The bill trades improved, standardized data for governments and researchers about residents' dual citizenship against heightened privacy/confidentiality risks, possible lower census response rates that could harm representation, and added administrative costs for taxpayers.
State and local governments, researchers, and planners will gain standardized, longitudinal data on residents' dual citizenship from a consistent decennial census question, improving redistricting, representation planning, and policy/program design.

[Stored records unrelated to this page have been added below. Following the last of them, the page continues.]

PR #162, opened 2020-09-15
Feature/content filters

### LINKED ISSUE #114: Filter works by content rating
Allow users to filter out Mature and Explicit works separately from each other. Could probably do that by checking and setting cookies, so users can set the filters on a per-session basis.

Figments:
Closes #114


packages/client/src/app/app.module.ts
```diff
@@ -9,13 +9,13 @@ import { AppRoutingModule } from './app-routing.module';
 import { AppComponent } from './app.component';
 import { AuthInterceptor } from './services/auth';
 import { MaterialModule } from '@pulp-fiction/material';
-import { ToppyModule } from 'toppy';
```
pingzing, line 12: good riddance

packages/client/src/app/app.module.ts
```diff
@@ -105,7 +105,7 @@ const toolbarOptions = [
     NotificationsComponent, WatchingPageComponent, HistoryComponent, StartConversationComponent, TruncatePipe
   ],
   imports: [
-    BrowserModule, AppRoutingModule, HttpClientModule, FormsModule, ReactiveFormsModule, ToppyModule,
+    BrowserModule, AppRoutingModule, HttpClientModule, FormsModule, ReactiveFormsModule, CookieModule.forRoot(),
```
pingzing: should the CookieModule get a line of its own, to match the pattern we have down below (i.e. anything that does more than just get imported gets its own line)

packages/client/src/app/pages/home/settings/settings.component.html
```diff
@@ -68,5 +68,21 @@ <h1>Update Tagline</h1>
                 </div>
             </form>
         </div>
+        <div class="settings-card">
+            <form [formGroup]="setContentFilter" (ngSubmit)="submitContentFilter()">
+                <div class="settings-card-content" style="margin-bottom: 1.5rem;">
+                    <h1>Content Filters</h1>
+                    <span style="display: block; width: 100%; text-align: center;">
```
pingzing: why inline styles instead of adding those rules to the CSS classes?

packages/client/src/app/pages/home/settings/settings.component.html
```diff
@@ -68,5 +68,21 @@ <h1>Update Tagline</h1>
...
+                        <mat-slide-toggle formControlName="enableMature">See Mature</mat-slide-toggle>
+                    </span>
+                    <span style="display: block; width: 100%; text-align: center;">
```
pingzing: ditto here

packages/client/src/app/pages/home/settings/settings.component.ts
```diff
@@ -194,4 +237,8 @@ export class SettingsComponent implements OnInit {
       location.reload();
     });
   }
+
+  submitContentFilter() {
+      this.authService.setContentFilter(this.setFilterFields.enableMature.value, this.setFilterFields.enableExplicit.value);
```
pingzing, line 242: Am I correct in assuming content filtering is set _both_ locally in a `contentFilter` cookie, _and_ server-side? (and when a user logs in, their `contentFilter` cookie gets populated?)

packages/client/src/app/services/auth/auth.service.ts
```diff
@@ -108,7 +111,7 @@ export class AuthService {
     // Fire and forget. If this fails, it doesn't matter to the user, 
     // and we don't want to leak that fact anyway.
     this.http.get(`${this.url}/logout`, { withCredentials: true }).subscribe();
-
+    this.cookies.remove('contentFilter');
```
pingzing, line 115: nitpick: maybe leave a newline here, to make it clear the above comment only refers to the HTTP logout call

packages/client/src/app/services/auth/auth.service.ts
```diff
@@ -250,6 +253,26 @@ export class AuthService {
...
+      this.cookies.put('contentFilter', ContentFilter.MatureEnabled);
+    } else if (enableMature === false && enableExplicit === true) {
+      this.cookies.put('contentFilter', ContentFilter.ExplicitEnabled);
+    } else if (enableMature === true && enableExplicit === true) {
+      this.cookies.put('contentFilter', ContentFilter.Everything);
+    } else if (enableMature === false && enableExplicit === false) {
+      this.cookies.put('contentFilter', ContentFilter.Default);
+    }
+
+    location.reload();
```
pingzing, line 274: huh, do we really need to force a refresh before cookies get recognized?

packages/server/src/app/api/browse/browse.controller.ts
```diff
@@ -1,12 +1,15 @@
...
 import { BrowseService } from './browse.service';
 
 @Controller()
 export class BrowseController {
     constructor(private readonly browseService: BrowseService) {}
 
     @Get('all-pub-works/:pageNum') 
-    async getAllPutWorks(@Param('pageNum') pageNum: number) {
-        return await this.browseService.getAllNewPublishedWorks(pageNum);
+    async getAllPutWorks(@Cookies('contentFilter') contentFilter: ContentFilter, @Param('pageNum') pageNum: number) {
```
pingzing: this function name is misspelled. Should be `getAllPubWorks`

packages/server/src/app/db/works/works.service.ts
```diff
@@ -387,25 +387,99 @@ export class WorksService {
...
      * Fetches all new published works by newest first.
      */
-    async fetchNewPublishedWorks(pageNum: number): Promise<PaginateResult<documents.WorkDocument>> {
-        return await this.workModel.paginate({'audit.published': models.ApprovalStatus.Approved, 'audit.isDeleted': false}, {
-            sort: {'audit.publishedOn': -1},
-            page: pageNum,
-            limit: 15
-        });
+    async fetchNewPublishedWorks(contentFilter: models.ContentFilter, pageNum: number): Promise<PaginateResult<documents.WorkDocument>> {
+        if (contentFilter === models.ContentFilter.Everything) {
```
pingzing: There's a lot of duplication here. Could you do something like

```typescript
let query = {
  'audit.published': models.ApprovalStatus.Approved,
  'audit.isDeleted': false,
};
let queryOptions = {
  sort: {'audit.publishedOn': -1},
  page: pageNum,
  limit: 15
};
if (/* various different content filter whatever*/) {
  query['$or'] = // whatever the query is for this if-branch
}
else if (/*etc etc*/) {
  query['$or'] = // you get the idea
}
return await this.workModel.paginate(query, queryOptions);
```

packages/server/src/app/db/works/works.service.ts
```diff
@@ -387,25 +387,99 @@ export class WorksService {
...
      * @param userId The user whose works we're fetching
      */
-    async getWorksList(userId: any, pageNum: number): Promise<PaginateResult<documents.WorkDocument>> {
-        return await this.workModel.paginate({'author': userId, 'audit.published': models.ApprovalStatus.Approved, 'audit.isDeleted': false}, {
-            sort: {'audit.publishedOn': -1},
-            page: pageNum,
-            limit: 15
-        });
+    async getWorksList(userId: any, contentFilter: models.ContentFilter, pageNum: number): Promise<PaginateResult<documents.WorkDocument>> {
+        if (contentFilter === models.ContentFilter.Everything) {
```
pingzing: Same here as above

pingzing (changes requested):

packages/client/src/app/pages/home/settings/settings.component.ts
pingzing: ah, no, it's _only_ local. Okay. May want to store serverside in a later update

packages/client/src/app/app.module.ts
Figments: lmao

packages/client/src/app/app.module.ts
Figments: it should!

packages/client/src/app/pages/home/settings/settings.component.ts
Figments: something to consider, yeah.

the idea behind it only being stored locally was so users can have different filter settings depending on what browser/computer logged into. like, say, a user might want to have mature stories turned on at home but when they're just browsing at work they want that turned off.

packages/client/src/app/services/auth/auth.service.ts
Figments: yeah, without a refresh the cookie doesn't get stored for some reason.

packages/server/src/app/db/works/works.service.ts
```diff
@@ -388,46 +388,36 @@ export class WorksService {
...
-                page: pageNum,
-                limit: 15
-            });
+        let query = {'audit.published': models.ApprovalStatus.Approved, 'audit.isDeleted': false};
+        let paginateOptions = {sort: {'audit.publishedOn': -1}, page: pageNum, limit: 15};
+
+        switch (contentFilter) {
+            case models.ContentFilter.Everything: 
+                query = query;
+                break;
```
pingzing, line 397: if you wanted, you could even remove this arm entirely

pingzing (approved):

pingzing:
Looks good 👍

packages/server/src/app/db/works/works.service.ts
Figments: i'll merge this and change that up in the next PR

Collecting country‑of‑citizenship information raises privacy and confidentiality risks for immigrants and dual citizens, increasing disclosure concerns and potential harms from sensitive data being linked or exposed.
Some respondents—particularly immigrants and communities with foreign ties—may be reluctant to answer the question, reducing census response rates or data quality and potentially affecting apportionment and other census‑based decisions (impacting taxpayers and represented communities).
Implementing a new standardized question will impose administrative costs on the Census Bureau for question design, testing, and outreach, costs ultimately borne by taxpayers.
Based on analysis of 2 sections of legislative text.
Adds a dual-citizenship checkbox and a field to identify the other country for each person on the decennial census beginning in 2030.
Adds a new question to the decennial census asking respondents whether they (and each household member) hold dual citizenship and to identify the other country of citizenship, starting with the 2030 census and for every decennial census thereafter. The change amends existing Census Bureau authority to require a checkbox or similar option for dual citizenship on questionnaires used to determine total population by state.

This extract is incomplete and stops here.